After the thebaine poppy came the codeine poppy.
"So instead of product in it with chemicals and labour we're doing it in the paddock naturally," he said.
"That's been the reason we're still here operating because our agricultural development has been world-leading technology."
Mr Beven's extensive farming knowledge has not just helped his career at the poppy manufacture, but also with agricultural events such as Agfest.
While he says it wasn't just him that helped create the iconic event, he played a part.
"Rural Youth, the group who run Agfest, started in 1932 in the far North-West in school groups producing calves and putting them in competitions," Mr Beven said.
In the '50s, the group became self-governing, with some minor funding by the agricultural department. In 1980 the government told the group it would no longer be giving it funding.
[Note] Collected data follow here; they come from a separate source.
PR #755, opened 2022-12-21
CORE-7009 Change UniquenessCheckResponse to LedgerUniquenessCheckResponse

nkovacsx:
### Overview

The client service for the uniqueness checker has been renamed to `LedgerUniquenessCheckerClientService`. However, the response it produces remained `UniquenessCheckResponse` which is quite misleading. This PR will rename it to `LedgerUniquenessCheckResponse` to align with the service's name.

### DIFF
--- a/gradle.properties
+++ b/gradle.properties
@@ -7,7 +7,7 @@ cordaProductVersion = 5.0.0
 # NOTE: update this each time this module contains a breaking change
 ## NOTE: currently this is a top level revision, so all API versions will line up, but this could be moved to
 ##   a per module property in which case module versions can change independently.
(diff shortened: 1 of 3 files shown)


relyafi (approved):
Looks good in isolation. I'm assuming we're intentionally not making a similar change to `UniquenessCheckResult` (and related classes), because there's nothing ledger specific about these?

nkovacsx:
@relyafi That's right. There needs to be some refactoring there too but that'll be in a different ticket, which requires potentially more work than this one so wanted to get this one done ASAP.

dimosr (approved):

PR #757, opened 2022-12-21
CORE-8859 Add TLS type to the Gateway Config to allow mutual TLS

williamvigorr3:


data/config-schema/src/main/resources/net/corda/schema/configuration/p2p.gateway/1.0/corda.p2p.gateway.json
```diff
@@ -25,25 +25,33 @@
...
           }
         },
+        "tlsType": {
+          "description": "How to validate TLS certificates in the gateway. This setting MUST be the same on all Gateways that need to communicate via HTTPS.",
+          "oneOf": [
+            {"const": "ONE_WAY", "title": "Only validate the TLS certificates for the gateway server."},
+            {"const": "MUTUAL", "title": "Validate the TLS certificates for both the gateway server and client."}
+          ],
+          "default": "ONE_WAY"
+        },
```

"We had something like 380 members across the state. When we were told our funding was being cut we wanted to make sure our organisation would survive, so we had the idea that we would have a field day and earn some money," he said.
A few years later, there was a demand for a statewide, geographically centrally-located field day.
"We put our neck on the line and organised one with the collaboration of industry and all sorts of support agencies at Symmons Plains in 1983 ... we had a committee of about 30," he said.
"There was 108 exhibitors and 8000 people in attendance. Admission was two bucks. Bearing in mind, no mobile phones, no fax, not much of anything apart from a fair bit of grit and determination, and a landline."
Three years later, the organisation moved its event from Symmons Plains to the Quercus Park site where it still remains to this day.
"The last year at Symmons Plains there was something like 37 truck loads of material that we moved in and out and it was just unsustainable," he said.
"We had high expectations and I think that is one of the successors of Agfest today. We've become regarded as one of the premium field days in Australia."
The 2006-08 drought was a long few years for the nation's farmers and Mr Beven has been involved in the behind the scenes of one of the state's most successful mental health bodies.
Rural Alive and Well started in the Southern Midlands, and does a number of outreach programs to help with mental well-being for the state's farmers.
"I'd been a board member on the TFGA since 2005 and you can only do nine years and I'd done my time and I was asked to go onto the board of RAW," he said.
"I haven't had big involvement ... but in this intervening period raw has become one of the highly recognised agencies in Australia for servicing mental health issues in rural communities."
He said the difference between RAW and other organisations is its on-ground approach, where it goes out and checks up on the farmers.
Bearing in mind, no mobile phones, no fax, not much of anything apart from a fair bit of grit and determination and a landline.